> [WHAT YOU HAVE TO DO]: Where the records below show a line containing "1. I've added", start copying; end with the line containing "file = item.Files.FirstOrDefault(f", and copy it too.

(ENTRIES PROVIDED Opens)

PR #9175, opened 2020-06-02
Add timeshift beatmap checksum validation

### LINKED ISSUE #9132: Self-edited beatmap can be played in multiplayer
**Describe the bug:** 
It is possible to play the self-modified map in multiplayer

**Screenshots or videos showing encountered issue:** https://youtu.be/z-zDds7_M9U

**osu!lazer version:** 2020.530.0.

**Logs:** [runtime.log](https://gist.github.com/ilsubyeega/b3e04e3883c70022a8139796a734a575)

smoogipoo:
Resolves https://github.com/ppy/osu/issues/9132

A few changes here:

1. I've added an all-encompassing `PreUpdate()` method that follows the `PreImport()` signature for this task. I imagine this method to be used in the future to queue up diffcalc re-computations, etc.
2. The download button does a second local query against the beatmap checksum. This is done this way because `DownloadTrackingComponent` only knows about the parenting `TModel` (beatmap set) and `ArchiveModelManager<TModel>`. I think maybe we'll want to extract this logic out, but doing so is quite a large refactoring which I'll save for a further PR.
3. `MatchSubScreen` now always re-queries for the working beatmap when a change happens on the `BeatmapManager`. `Save()` removes the working beatmap from the cache and expects consumers to re-query for the updated beatmap. If the current beatmap isn't changed, the cache will still be hot and the re-query should be pretty much instantaneous.
4. `TestBeatmap` now populates MD5 + SHA2 hashes for testability.

Tested:
- Entering room, downloading updated beatmap, playing the downloaded version.
- Creating a room, downloading updated beatmap (because we send a `beatmap_id` and receive back a `checksum`).

### DIFF
--- a/osu.Game/Beatmaps/BeatmapManager.cs
+++ b/osu.Game/Beatmaps/BeatmapManager.cs
@@ -215,7 +215,7 @@ namespace osu.Game.Beatmaps
 
             foreach (var info in item.Beatmaps)
             {
-                var file = item.Files.FirstOrDefault(f => string.Equals(f.Filename, info.Path, StringComparison.OrdinalIgnoreCase))?.FileInfo.StoragePath;
+                var file = item.Files.SingleOrDefault(f => string.Equals(f.Filename, info.Path, StringComparison.OrdinalIgnoreCase))?.FileInfo.StoragePath;
 
                 using (var stream = Files.Store.GetStream(file))
                     info.MD5Hash = stream.ComputeMD5Hash();
--- a/osu.Game/Beatmaps/BeatmapManager.cs
+++ b/osu.Game/Beatmaps/BeatmapManager.cs
@@ -201,7 +201,9 @@ namespace osu.Game.Beatmaps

(ENTRIES PROVIDED Closes)

> [ANSWER BOX]:
1. I've added an all-encompassing `PreUpdate()` method that follows the `PreImport()` signature for this task. I imagine this method to be used in the future to queue up diffcalc re-computations, etc.
2. The download button does a second local query against the beatmap checksum. This is done this way because `DownloadTrackingComponent` only knows about the parenting `TModel` (beatmap set) and `ArchiveModelManager<TModel>`. I think maybe we'll want to extract this logic out, but doing so is quite a large refactoring which I'll save for a further PR.
3. `MatchSubScreen` now always re-queries for the working beatmap when a change happens on the `BeatmapManager`. `Save()` removes the working beatmap from the cache and expects consumers to re-query for the updated beatmap. If the current beatmap isn't changed, the cache will still be hot and the re-query should be pretty much instantaneous.
4. `TestBeatmap` now populates MD5 + SHA2 hashes for testability.

Tested:
- Entering room, downloading updated beatmap, playing the downloaded version.
- Creating a room, downloading updated beatmap (because we send a `beatmap_id` and receive back a `checksum`).

### DIFF
--- a/osu.Game/Beatmaps/BeatmapManager.cs
+++ b/osu.Game/Beatmaps/BeatmapManager.cs
@@ -215,7 +215,7 @@ namespace osu.Game.Beatmaps
 
             foreach (var info in item.Beatmaps)
             {
-                var file = item.Files.FirstOrDefault(f => string.Equals(f.Filename, info.Path, StringComparison.OrdinalIgnoreCase))?.FileInfo.StoragePath;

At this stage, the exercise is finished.